Railway station in Naples, Italy

Napoli Mergellina railway station (Stazione di Napoli Mergellina) serves the city and comune of Naples, in the region of Campania, Southern Italy. Opened in 1925, it is the third most important railway station in Naples, after Napoli Centrale and Napoli Campi Flegrei. It also forms part of the Napoli–Villa Literno railway, namely Passante Ferroviario di Napoli.

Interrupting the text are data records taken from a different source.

PR #3504, opened 2021-03-19
internal/xdscache/v3: Sort dag Routes before converting to Envoy Routes

sunjayBhatia:
- This change is currently a no-op but in the future when we add more
path match types it will become important
- Extracted as its own change since it is relatively large and will
complicate reviewing other PRs
- When we add path segment prefix matching (in addition to the string
prefix matching we do today) for Ingress v1 this will become important
  - This new type of Prefix matching has to be implemented as a regex
  but should still sort after user requested regex matches
- Also adds sorting of Exact path matches which should come before all
other path match types
- Adds constants for the various header match types allowed
- Some cons: this change means we end up iterating the routes on a vhost twice each

### DIFF
--- a/internal/xdscache/v3/route.go
+++ b/internal/xdscache/v3/route.go
@@ -138,27 +138,27 @@ func (v *routeVisitor) onVirtualHost(vh *dag.VirtualHost) {
 				Match:  envoy_v3.RouteMatch(route),
 				Action: envoy_v3.UpgradeHTTPS(),
 			}
-		} else {
-			rt := &envoy_route_v3.Route{
-				Match:  envoy_v3.RouteMatch(route),
-				Action: envoy_v3.RouteRoute(route),
-			}
-			if route.RequestHeadersPolicy != nil {
-				rt.RequestHeadersToAdd = envoy_v3.HeaderValueList(route.RequestHeadersPolicy.Set, false)
-				rt.RequestHeadersToRemove = route.RequestHeadersPolicy.Remove
-			}
-			if route.ResponseHeadersPolicy != nil {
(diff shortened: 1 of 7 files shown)


sunjayBhatia:
TODO: add test cases and logic for when match is inverted

This was covered before with deterministic sorting b/c we were doing proto string versions of the object comparisons

internal/xdscache/v3/route.go
```diff
@@ -303,12 +318,12 @@ func (v *routeVisitor) visit(vertex dag.Vertex) {
...
 
 // sortRoutes sorts the given Route slice in place. Routes are ordered
-// first by longest prefix (or regex), then by the length of the
-// HeaderMatch slice (if any). The HeaderMatch slice is also ordered
-// by the matching header name.
-func sortRoutes(routes []*envoy_route_v3.Route) {
+// first by path match type, path match value via string comparison and
+// then by the length of the HeaderMatch slice (if any). The HeaderMatch
+// slice is also ordered by the matching header name.
+func sortRoutes(routes []*dag.Route) {
```
skriss, line 324: not sure where the best place is, but it'd be good to add a comment about *why* we sort the DAG routes here vs. the Envoy ones. That may make more sense with the subsequent PR, though.

skriss (commented):
Otherwise I think this looks good!

This reminded me that I would like to do some refactoring in the route xds cache to remove some duplication, but that's separate from this PR and I'll file another issue for it.

stevesloka (approved):

internal/xdscache/v3/route.go
sunjayBhatia: Added a comment, LMK what you think!

skriss: :+1: I think that's helpful

skriss (approved):

PR #3505, opened 2021-03-21
Add default gatewayconfig

nak3:
https://github.com/projectcontour/contour/pull/3481 makes gatewayconfig optional so users always need to configure gatewayconfig. 
And so Gateway APIs stops working out of the box.

So this patch adds the default gatewayconfig.

### DIFF
--- a/pkg/config/parameters.go
+++ b/pkg/config/parameters.go
@@ -672,6 +672,10 @@ func Defaults() Parameters {
 		Listener: ListenerParameters{
 			ConnectionBalancer: "",
 		},
+		GatewayConfig: &GatewayParameters{
+			Name:      "contour",
+			Namespace: "projectcontour",
+		},
 	}
 }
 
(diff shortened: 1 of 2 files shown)


nak3:
@stevesloka Please feel free to close if adding the default was wrong approach. 
@danehans FYI: contour-opeartor's CI keep failing due to this issue https://github.com/projectcontour/contour-operator/actions/workflows/prbuild.yaml

danehans:
@nak3 https://github.com/projectcontour/contour-operator/pull/248 is a PR that's been waiting to get merged which. includes this fix and also a fix for regression introduced by https://github.com/projectcontour/contour-operator/commit/1410e5952edb1526664319051955a376330657bd

stevesloka:
We moved this config to be optional to have a key to know if GatewayAPI is installed. We need a way to know if we're going to use the listeners defined in the Gateway or the listeners configured as `contour serve --flags`. 

It will be up to the user/operator to configure Contour with this configuration in the config file to be that hook along with having the gateway-api crds installed in the cluster.

youngnick:
Yes, thanks for this PR @nak3, but I think we'll have to decline this time. The operator's support for configuring this in projectcontour/contour-operator#248 should cover what you need.

nak3:
Sure, no problem at all. Let's close this PR. Thank you for the comments.

PR #3506, opened 2021-03-22
internal: Allow listeners to be created dynamically if provided otherwise defaulted

stevesloka:
Since the GatewayAPI Gateway needs to be the driver of the ports/addresses that get exposed, we need a way to push that through to Envoy. At the same time, if there are multiple listeners, need a way to provision that to Envoy. 

This sets up the DAG to accept multiple listeners vs the current static `insecure` & `secure`.

Updates #2287

### DIFF
--- a/internal/dag/builder_test.go
+++ b/internal/dag/builder_test.go
@@ -92,7 +92,7 @@ func TestDAGInsertGatewayAPI(t *testing.T) {
 		Spec: gatewayapi_v1alpha1.GatewaySpec{
 			Listeners: []gatewayapi_v1alpha1.Listener{{
 				Port:     80,
-				Protocol: "HTTP",
+				Protocol: gatewayapi_v1alpha1.HTTPProtocolType,
 				Routes: gatewayapi_v1alpha1.RouteBindingSelector{
 					Kind: KindHTTPRoute,
 					Namespaces: gatewayapi_v1alpha1.RouteNamespaces{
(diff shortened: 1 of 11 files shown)


youngnick (changes requested):
This PR seems fine, but I don't understand where it's going. Why do things in this way? It seems like we probably want to be able to change the names of the created listeners somehow for Gateway APIs support, but I'd like to see an explanation of all that in the commit log and PR description so that once this is merged, we see from the history where things are at and where they are going.

As it stands, all I can say when reviewing this one is "yes, that looks like it will allow dynamic creation of listeners with an arbitrary string name", but I have no context on how that plays into the larger Gateway APIs effort.

stevesloka:
If the GatewayAPI Gateway needs to be the driver of the ports/addresses that get exposed, we need a way to push that through to Envoy. At the same time, if there are multiple listeners, need a way to provision that to Envoy. 

This sets up the DAG to accept multiple listeners vs the current static `insecure` & `secure`.

youngnick (approved):
Perfect, that's exactly what I needed, thanks.

internal/dag/builder_test.go
```diff
@@ -188,7 +188,7 @@ func TestDAGInsertGatewayAPI(t *testing.T) {
 		Spec: gatewayapi_v1alpha1.GatewaySpec{
 			Listeners: []gatewayapi_v1alpha1.Listener{{
 				Port:     80,
-				Protocol: "HTTP",
+				Protocol: "ingress_http",
```
sunjayBhatia, line 191: Is this supposed to change? Seems like it should stay `HTTP`? Could we use a `const` from the gateway API package? https://github.com/kubernetes-sigs/gateway-api/blob/1caea70dce2571124a7a4887d32076ff8aa166e2/apis/v1alpha1/gateway_types.go#L255

stevesloka: I can switch to those, I think this a find/replace error.

internal/dag/builder_test.go
```diff
@@ -217,7 +217,7 @@ func TestDAGInsertGatewayAPI(t *testing.T) {
...
```
sunjayBhatia, line 220: Couple more in this section

I guess we're not yet validating Listener.Protocol which would help catch this in unit tests

sunjayBhatia (approved):
LGTM, just one more find/replace to fix

internal/dag/builder_test.go
stevesloka: This would normally be caught by the api validation. But since we're skipping that it's missed. Could break this out into helper functions, but until we actually parse this field, it's not validated.

PR #3508, opened 2021-03-23
Test PR to check if bad fmt fails CI

sunjayBhatia:


sunjayBhatia:
Ok it fails as I would have expected, closing

PR #3512, opened 2021-03-23
cmd/contour: extract getDAGBuilder helper function

skriss:
Extracts all logic in doServe() related to constructing
the dag.Builder into a helper function.

Updates #3453.

### DIFF
--- a/cmd/contour/serve_test.go
+++ b/cmd/contour/serve_test.go
@@ -1,0 +1,108 @@
+// Copyright Project Contour Authors
+// Licensed under the Apache License, Version 2.0 (the "License");
+// you may not use this file except in compliance with the License.
+// You may obtain a copy of the License at
+//
+//     http://www.apache.org/licenses/LICENSE-2.0
+//
+// Unless required by applicable law or agreed to in writing, software
+// distributed under the License is distributed on an "AS IS" BASIS,
+// WITHOUT WARRANTIES OR CONDITIONS OF ANY KIND, either express or implied.
+// See the License for the specific language governing permissions and
+// limitations under the License.
+
+package main
+
+import (
+	"testing"
+
+	"github.com/projectcontour/contour/internal/dag"
+	"github.com/sirupsen/logrus"
+	"github.com/stretchr/testify/assert"
+	"github.com/stretchr/testify/require"
+	"k8s.io/apimachinery/pkg/types"
+)
+
+func TestGetDAGBuilder(t *testing.T) {
+	commonAssertions := func(t *testing.T, builder *dag.Builder) {
+		t.Helper()
+
+		// note that these first two assertions will not hold when a gateway
+		// is configured, but we don't currently have test cases that cover
+		// that so it's OK to keep them in the "common" assertions for now.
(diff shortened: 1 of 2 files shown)


skriss:
@projectcontour/maintainers I'm not 100% sure yet where this refactoring is going to end up, but as a starting point I'm trying to extract some atomic chunks of logic from the `doServe()` function into their own helpers, and to start to add some tests. Feel free to provide feedback on if you think there's a better approach.

youngnick (approved):
LGTM, anything we can do to make that functions smaller is good in my book.

sunjayBhatia (approved):
LGTM, nice start to getting more test coverage

Maybe something to consider for the future would be mutator methods on `dag.Builder`?
So we could do something like `dag.NewBuilder().WithFoo(...)`
Not sure if we like that pattern and have used it in Contour or want to just use a more structured `New` function instead so we can test in the `dag.Builder` tests?
Something needs to ensure `serve.go` is correctly wiring things up and this is a good start

cmd/contour/serve_test.go
```diff
@@ -0,0 +1,70 @@
...
+
+		got := getDAGBuilder(newServeContext(), nil, clientCert, fallbackCert, logrus.StandardLogger())
+
+		assert.Len(t, got.Processors, 4)
+		assert.ElementsMatch(t, got.Source.ConfiguredSecretRefs, []*types.NamespacedName{clientCert, fallbackCert})
+		assert.Equal(t, types.NamespacedName{}, got.Source.ConfiguredGateway)
+		assert.IsType(t, &dag.ListenerProcessor{}, got.Processors[len(got.Processors)-1])
+	})
+
+	// TODO request/response headers
```
stevesloka, line 66: Are these tests still in progress or just futures @skriss ?

skriss: I didn't want to go too nuts before getting some 👀  on the change; let me see if I can cover a few more of these now, and I'll add an issue link in the TODO for anything I'm not gonna cover.

stevesloka: awesome, sounds good, just wanted to double check. =)

skriss: Heh I actually just found a bug in upstream Contour by adding some more test cases here, PR incoming

skriss: OK, added a couple more cases and added an issue link for the TODO.

skriss: @stevesloka LMK if you had any other comments, otherwise this should be good to merge.

sunjayBhatia:
Coverage numbers going 🆙  😍

skriss:
Eh, guess we can hold this one for 1.15 since it's just a refactor and that'll give it a little more time to bake in dev testing.

stevesloka (approved):
/lgtm

stevesloka:
@skriss looks like you need a rebase.

skriss:
> @skriss looks like you need a rebase.

Thanks, done!

> @skriss looks like you need a rebase.

PR #3517, opened 2021-03-25
pkg/certs: fix flaky test

### LINKED ISSUE #3516: certgen_test.go test flake
https://github.com/projectcontour/contour/runs/2194721987?check_suite_focus=true

I've seen this test flake a number of times. It looks like for validating custom cert lifetimes we're doing some "current time" manipulation (https://github.com/projectcontour/contour/blob/main/pkg/certs/certgen_test.go#L50-L53) and there's probably a race condition in there when the test is running slowly.

skriss:
Updates the custom lifetime cert test to use
a lifetime longer than the default, and to
verify the certs as of an hour before expiration
rather than 5 seconds, to avoid a race condition
when test execution is slow.

Closes #3516.

### DIFF
--- a/pkg/certs/certgen_test.go
+++ b/pkg/certs/certgen_test.go
@@ -47,9 +47,11 @@ func TestGenerateCerts(t *testing.T) {
 				t.Errorf("wanted no error, got error %q", err)
 			}
 
+			// If using a custom lifetime, validate the certs
+			// as of an hour before the intended expiration.
 			currentTime := time.Now()
 			if tc.config.Lifetime != 0 {
-				currentTime = time.Now().Add(24 * time.Duration(tc.config.Lifetime) * time.Hour).Add(-5 * time.Second)
+				currentTime = currentTime.Add(24 * time.Hour * time.Duration(tc.config.Lifetime)).Add(-time.Hour)
 			}
 
 			roots := x509.NewCertPool()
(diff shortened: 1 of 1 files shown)


pkg/certs/certgen_test.go
```diff
@@ -47,9 +47,11 @@ func TestGenerateCerts(t *testing.T) {
 				t.Errorf("wanted no error, got error %q", err)
 			}
 
+			// If using a custom lifetime, validate the certs
+			// as of an hour before the intended expiration.
 			currentTime := time.Now()
 			if tc.config.Lifetime != 0 {
-				currentTime = time.Now().Add(24 * time.Duration(tc.config.Lifetime) * time.Hour).Add(-5 * time.Second)
+				currentTime = time.Now().Add(24 * time.Hour * time.Duration(tc.config.Lifetime)).Add(-time.Hour)
```
sunjayBhatia, line 54:
```suggestion
				currentTime = currentTime.Add(24 * time.Hour * time.Duration(tc.config.Lifetime)).Add(-time.Hour)
```

nit: Not sure if this makes a real difference, at least it makes it so we don't fetch the now twice?

sunjayBhatia (approved):
LGTM! One tiny comment, not sure if it even really matters

pkg/certs/certgen_test.go
skriss: doesn't hurt, done

youngnick (approved):
LGTM, nice pickup.

stevesloka (approved):

PR #3519, opened 2021-03-26
cmd/contour: properly configure request/response headers policy

skriss:
Fixes two issues with configuring request/response headers policy.
The first issue was that the user's configured request headers to
set were inadvertently also being used as the response headers to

The station is currently managed by Rete Ferroviaria Italiana (RFI). Train services are operated by Trenitalia. Each of these companies is a subsidiary of Ferrovie dello Stato (FS), Italy's state-owned rail company.

==Location==
Mergellina station is on Corso Vittorio Emanuele, to the south west of the city centre. It is about 200 m north of the Mergellina marina, from where the hydrofoils depart for the islands in the Gulf of Naples.

==History==
The station was opened on 20 September 1925, upon the inauguration of the Villa Literno–Napoli Gianturco railway. Originally, the station had 5 platforms for passenger services, but since 2009 only platforms 3 and 4 are in operation. Since 2017, the station is unstaffed.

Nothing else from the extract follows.